◆ **Dataset entries**
►

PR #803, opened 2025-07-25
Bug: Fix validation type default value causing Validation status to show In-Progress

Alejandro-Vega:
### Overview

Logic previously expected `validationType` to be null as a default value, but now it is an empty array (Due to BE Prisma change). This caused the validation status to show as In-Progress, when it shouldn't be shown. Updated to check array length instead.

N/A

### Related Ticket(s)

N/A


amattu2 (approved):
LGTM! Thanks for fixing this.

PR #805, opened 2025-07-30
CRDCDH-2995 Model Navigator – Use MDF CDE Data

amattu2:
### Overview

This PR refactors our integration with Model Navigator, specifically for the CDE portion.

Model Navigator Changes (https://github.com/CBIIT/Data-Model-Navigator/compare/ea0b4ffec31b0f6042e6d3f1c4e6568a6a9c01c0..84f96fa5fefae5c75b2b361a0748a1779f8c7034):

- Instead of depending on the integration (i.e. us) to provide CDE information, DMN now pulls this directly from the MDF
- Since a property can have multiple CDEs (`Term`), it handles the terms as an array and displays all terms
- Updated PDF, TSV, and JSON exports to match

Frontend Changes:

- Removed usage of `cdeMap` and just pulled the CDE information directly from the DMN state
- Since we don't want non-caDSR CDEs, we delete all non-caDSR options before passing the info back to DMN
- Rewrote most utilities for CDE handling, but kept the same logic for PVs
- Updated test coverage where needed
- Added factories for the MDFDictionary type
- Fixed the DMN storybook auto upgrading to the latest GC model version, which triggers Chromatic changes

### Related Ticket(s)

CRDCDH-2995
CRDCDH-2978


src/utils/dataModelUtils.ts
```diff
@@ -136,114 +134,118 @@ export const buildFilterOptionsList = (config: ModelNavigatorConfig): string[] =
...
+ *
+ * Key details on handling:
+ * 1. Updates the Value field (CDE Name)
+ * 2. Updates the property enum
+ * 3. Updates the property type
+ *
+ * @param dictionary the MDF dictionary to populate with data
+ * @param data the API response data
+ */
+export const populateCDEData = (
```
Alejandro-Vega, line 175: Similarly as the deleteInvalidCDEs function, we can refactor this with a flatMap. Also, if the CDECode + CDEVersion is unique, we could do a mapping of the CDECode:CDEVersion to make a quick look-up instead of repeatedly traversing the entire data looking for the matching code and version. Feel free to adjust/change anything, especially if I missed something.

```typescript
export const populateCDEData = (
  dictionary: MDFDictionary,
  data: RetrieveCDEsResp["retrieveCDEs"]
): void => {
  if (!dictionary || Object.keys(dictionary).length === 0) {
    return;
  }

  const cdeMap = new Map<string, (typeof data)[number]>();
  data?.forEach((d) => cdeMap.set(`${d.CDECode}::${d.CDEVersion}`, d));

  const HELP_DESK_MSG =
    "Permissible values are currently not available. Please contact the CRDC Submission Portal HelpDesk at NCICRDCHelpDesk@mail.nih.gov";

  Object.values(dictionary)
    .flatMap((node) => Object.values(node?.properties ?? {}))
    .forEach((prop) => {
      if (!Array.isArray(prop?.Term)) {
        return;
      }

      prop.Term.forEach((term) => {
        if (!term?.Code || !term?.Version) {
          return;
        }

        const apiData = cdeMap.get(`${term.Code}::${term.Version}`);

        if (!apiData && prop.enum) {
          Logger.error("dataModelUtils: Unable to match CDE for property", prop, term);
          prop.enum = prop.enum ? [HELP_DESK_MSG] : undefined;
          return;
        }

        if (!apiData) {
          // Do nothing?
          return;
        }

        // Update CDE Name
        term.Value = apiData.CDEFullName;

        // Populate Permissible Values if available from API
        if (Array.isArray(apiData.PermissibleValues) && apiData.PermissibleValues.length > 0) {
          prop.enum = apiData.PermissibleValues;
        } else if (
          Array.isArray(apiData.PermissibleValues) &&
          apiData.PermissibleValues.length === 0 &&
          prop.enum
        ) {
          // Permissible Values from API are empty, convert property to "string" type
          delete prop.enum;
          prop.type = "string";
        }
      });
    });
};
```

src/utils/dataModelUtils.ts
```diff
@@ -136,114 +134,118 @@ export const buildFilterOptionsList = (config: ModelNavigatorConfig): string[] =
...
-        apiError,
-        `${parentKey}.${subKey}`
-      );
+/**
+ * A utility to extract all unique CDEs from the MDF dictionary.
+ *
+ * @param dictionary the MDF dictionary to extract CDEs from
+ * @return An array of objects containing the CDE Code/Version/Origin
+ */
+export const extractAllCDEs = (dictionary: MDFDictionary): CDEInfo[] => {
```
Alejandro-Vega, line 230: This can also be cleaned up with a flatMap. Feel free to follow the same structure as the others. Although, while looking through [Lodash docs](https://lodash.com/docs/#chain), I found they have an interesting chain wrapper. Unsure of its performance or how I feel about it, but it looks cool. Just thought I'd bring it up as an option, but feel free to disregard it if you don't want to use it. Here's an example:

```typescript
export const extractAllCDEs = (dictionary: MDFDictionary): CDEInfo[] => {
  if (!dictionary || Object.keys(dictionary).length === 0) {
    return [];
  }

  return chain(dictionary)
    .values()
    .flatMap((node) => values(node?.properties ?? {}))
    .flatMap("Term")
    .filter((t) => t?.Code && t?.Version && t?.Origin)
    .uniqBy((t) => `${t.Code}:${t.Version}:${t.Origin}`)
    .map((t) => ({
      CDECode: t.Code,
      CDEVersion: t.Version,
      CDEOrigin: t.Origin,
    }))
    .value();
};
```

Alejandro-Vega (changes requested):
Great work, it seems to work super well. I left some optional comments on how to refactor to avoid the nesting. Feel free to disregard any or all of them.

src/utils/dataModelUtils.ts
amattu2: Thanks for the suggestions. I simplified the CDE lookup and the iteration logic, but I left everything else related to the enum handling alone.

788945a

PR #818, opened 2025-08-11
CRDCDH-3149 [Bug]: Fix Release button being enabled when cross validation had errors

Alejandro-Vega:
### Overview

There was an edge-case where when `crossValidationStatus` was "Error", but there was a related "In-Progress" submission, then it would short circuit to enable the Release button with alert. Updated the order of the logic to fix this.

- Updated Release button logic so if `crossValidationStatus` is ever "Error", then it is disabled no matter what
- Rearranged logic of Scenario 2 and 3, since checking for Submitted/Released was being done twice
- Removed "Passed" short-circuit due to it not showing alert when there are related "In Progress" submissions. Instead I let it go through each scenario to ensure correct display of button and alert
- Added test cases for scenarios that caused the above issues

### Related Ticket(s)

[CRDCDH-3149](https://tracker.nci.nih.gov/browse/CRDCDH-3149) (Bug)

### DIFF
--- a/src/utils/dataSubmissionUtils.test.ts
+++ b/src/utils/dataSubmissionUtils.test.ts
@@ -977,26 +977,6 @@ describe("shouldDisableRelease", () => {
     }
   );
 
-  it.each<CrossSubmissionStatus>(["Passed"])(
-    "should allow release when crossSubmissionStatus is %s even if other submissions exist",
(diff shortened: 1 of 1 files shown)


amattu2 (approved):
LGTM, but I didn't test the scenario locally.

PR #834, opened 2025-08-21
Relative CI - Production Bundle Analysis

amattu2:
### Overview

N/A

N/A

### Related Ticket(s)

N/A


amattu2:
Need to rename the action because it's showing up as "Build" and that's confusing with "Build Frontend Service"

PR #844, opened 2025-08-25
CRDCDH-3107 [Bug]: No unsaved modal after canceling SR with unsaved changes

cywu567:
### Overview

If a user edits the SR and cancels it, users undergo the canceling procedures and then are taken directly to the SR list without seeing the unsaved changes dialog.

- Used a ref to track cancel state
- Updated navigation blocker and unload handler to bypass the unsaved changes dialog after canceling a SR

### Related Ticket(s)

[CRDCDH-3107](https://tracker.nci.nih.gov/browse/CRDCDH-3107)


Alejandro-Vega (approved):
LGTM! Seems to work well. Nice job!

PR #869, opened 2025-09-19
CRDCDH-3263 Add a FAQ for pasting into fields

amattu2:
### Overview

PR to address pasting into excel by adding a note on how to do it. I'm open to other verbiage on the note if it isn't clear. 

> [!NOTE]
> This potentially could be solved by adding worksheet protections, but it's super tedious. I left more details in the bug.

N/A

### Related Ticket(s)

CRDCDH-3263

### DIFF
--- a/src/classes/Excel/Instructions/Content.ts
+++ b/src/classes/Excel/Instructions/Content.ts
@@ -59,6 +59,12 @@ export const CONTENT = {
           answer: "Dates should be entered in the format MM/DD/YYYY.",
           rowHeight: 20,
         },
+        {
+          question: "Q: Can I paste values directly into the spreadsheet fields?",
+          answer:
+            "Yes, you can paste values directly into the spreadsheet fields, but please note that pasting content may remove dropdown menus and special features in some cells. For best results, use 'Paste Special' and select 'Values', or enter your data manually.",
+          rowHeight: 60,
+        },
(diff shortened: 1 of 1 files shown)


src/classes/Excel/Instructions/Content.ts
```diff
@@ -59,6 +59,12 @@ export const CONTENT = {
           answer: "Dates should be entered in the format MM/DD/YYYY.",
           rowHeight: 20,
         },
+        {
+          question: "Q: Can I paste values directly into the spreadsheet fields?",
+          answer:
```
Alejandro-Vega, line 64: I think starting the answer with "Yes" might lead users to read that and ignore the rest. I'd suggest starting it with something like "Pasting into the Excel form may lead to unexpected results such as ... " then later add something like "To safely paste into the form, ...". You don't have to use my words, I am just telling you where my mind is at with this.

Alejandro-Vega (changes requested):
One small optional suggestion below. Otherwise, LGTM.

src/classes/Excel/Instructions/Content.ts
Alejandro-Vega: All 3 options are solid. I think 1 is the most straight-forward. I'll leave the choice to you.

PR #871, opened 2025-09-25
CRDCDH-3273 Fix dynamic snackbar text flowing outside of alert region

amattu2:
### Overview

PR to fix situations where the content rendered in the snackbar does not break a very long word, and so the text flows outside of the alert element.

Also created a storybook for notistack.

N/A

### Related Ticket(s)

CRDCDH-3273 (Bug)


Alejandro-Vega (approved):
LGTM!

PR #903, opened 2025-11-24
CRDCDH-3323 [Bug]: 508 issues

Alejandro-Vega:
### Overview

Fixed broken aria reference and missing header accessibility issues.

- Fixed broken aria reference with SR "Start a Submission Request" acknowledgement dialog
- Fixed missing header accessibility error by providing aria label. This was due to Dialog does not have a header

◄
►

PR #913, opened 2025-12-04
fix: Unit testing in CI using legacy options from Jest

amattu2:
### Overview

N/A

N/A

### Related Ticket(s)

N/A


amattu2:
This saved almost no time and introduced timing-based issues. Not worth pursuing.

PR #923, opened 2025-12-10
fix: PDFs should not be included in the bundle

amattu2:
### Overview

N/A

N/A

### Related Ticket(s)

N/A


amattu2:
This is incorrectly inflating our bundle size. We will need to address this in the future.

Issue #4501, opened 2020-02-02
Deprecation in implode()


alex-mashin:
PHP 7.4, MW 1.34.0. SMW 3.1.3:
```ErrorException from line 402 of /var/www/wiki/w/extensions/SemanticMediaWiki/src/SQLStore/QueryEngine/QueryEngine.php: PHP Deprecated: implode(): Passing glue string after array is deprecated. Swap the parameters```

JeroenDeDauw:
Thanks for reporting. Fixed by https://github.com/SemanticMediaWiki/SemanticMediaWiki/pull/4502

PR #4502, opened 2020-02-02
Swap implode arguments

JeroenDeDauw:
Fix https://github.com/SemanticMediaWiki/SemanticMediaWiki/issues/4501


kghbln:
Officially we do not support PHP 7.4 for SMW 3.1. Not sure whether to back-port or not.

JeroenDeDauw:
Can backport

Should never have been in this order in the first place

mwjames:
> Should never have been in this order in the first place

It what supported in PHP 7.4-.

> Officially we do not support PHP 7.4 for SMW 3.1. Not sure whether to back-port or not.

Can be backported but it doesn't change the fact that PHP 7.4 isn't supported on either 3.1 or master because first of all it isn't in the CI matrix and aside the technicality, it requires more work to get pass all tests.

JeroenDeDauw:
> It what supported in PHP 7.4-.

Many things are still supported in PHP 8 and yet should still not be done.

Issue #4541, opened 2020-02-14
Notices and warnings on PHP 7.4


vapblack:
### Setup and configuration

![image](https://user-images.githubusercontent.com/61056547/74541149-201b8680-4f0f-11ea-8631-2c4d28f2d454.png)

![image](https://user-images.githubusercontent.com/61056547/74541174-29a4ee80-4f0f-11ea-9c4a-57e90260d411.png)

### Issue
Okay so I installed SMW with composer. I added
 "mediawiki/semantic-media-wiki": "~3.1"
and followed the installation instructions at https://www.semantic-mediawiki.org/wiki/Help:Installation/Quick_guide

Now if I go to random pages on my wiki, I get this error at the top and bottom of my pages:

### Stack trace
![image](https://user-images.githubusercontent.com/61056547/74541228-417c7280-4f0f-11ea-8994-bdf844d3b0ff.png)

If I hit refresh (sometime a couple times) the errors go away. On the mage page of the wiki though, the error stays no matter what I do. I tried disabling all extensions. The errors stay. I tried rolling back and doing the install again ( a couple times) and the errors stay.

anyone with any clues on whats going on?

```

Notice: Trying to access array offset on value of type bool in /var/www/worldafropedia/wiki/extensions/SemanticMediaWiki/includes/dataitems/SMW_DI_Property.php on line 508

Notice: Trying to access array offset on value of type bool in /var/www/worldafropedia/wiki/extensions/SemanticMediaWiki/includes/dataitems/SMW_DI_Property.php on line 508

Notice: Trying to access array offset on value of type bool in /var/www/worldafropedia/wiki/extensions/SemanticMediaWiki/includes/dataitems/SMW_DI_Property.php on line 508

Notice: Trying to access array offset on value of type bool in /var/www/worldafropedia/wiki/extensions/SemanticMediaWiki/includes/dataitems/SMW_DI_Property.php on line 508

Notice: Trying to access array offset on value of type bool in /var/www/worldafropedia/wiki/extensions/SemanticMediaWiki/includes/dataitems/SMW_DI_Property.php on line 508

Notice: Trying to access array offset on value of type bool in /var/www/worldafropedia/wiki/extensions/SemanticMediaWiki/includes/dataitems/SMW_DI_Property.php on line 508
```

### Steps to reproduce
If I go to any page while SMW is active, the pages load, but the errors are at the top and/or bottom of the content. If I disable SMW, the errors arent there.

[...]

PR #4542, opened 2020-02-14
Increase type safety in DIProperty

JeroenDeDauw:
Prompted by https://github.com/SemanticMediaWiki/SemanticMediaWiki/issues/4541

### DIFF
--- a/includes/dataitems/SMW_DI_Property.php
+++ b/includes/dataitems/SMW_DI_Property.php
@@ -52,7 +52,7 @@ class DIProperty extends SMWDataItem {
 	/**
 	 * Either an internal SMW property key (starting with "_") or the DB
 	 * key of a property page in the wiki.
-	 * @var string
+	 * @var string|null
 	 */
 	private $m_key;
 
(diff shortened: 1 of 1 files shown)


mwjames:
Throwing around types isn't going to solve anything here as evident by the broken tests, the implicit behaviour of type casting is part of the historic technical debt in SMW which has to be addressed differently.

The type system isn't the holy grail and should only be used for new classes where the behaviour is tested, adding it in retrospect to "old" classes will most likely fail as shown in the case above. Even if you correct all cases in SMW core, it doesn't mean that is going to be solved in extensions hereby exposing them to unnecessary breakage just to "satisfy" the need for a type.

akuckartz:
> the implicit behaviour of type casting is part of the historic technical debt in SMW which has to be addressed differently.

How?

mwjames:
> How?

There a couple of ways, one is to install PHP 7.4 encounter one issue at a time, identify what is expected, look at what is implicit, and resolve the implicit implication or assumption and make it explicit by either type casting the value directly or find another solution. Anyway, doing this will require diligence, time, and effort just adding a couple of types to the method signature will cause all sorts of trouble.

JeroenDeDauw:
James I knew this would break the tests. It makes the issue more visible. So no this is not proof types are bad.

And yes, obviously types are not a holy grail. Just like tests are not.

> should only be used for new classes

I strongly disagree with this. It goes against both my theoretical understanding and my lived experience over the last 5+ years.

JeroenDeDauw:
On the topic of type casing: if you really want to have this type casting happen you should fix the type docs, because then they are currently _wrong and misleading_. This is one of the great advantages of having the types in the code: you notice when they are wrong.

◄

◆ **TASK INSTRUCTIONS**
Write out exactly the lines that fall from the line with "PR #803, opened 2025-07-25" to the line with "- Instead of" in the records above, keeping both ends.

◆ **TASK ANSWER**
PR #803, opened 2025-07-25
Bug: Fix validation type default value causing Validation status to show In-Progress

Alejandro-Vega:
### Overview

Logic previously expected `validationType` to be null as a default value, but now it is an empty array (Due to BE Prisma change). This caused the validation status to show as In-Progress, when it shouldn't be shown. Updated to check array length instead.

N/A

### Related Ticket(s)

N/A


amattu2 (approved):
LGTM! Thanks for fixing this.

PR #805, opened 2025-07-30
CRDCDH-2995 Model Navigator – Use MDF CDE Data

amattu2:
### Overview

This PR refactors our integration with Model Navigator, specifically for the CDE portion.

Model Navigator Changes (https://github.com/CBIIT/Data-Model-Navigator/compare/ea0b4ffec31b0f6042e6d3f1c4e6568a6a9c01c0..84f96fa5fefae5c75b2b361a0748a1779f8c7034):

- Instead of depending on the integration (i.e. us) to provide CDE information, DMN now pulls this directly from the MDF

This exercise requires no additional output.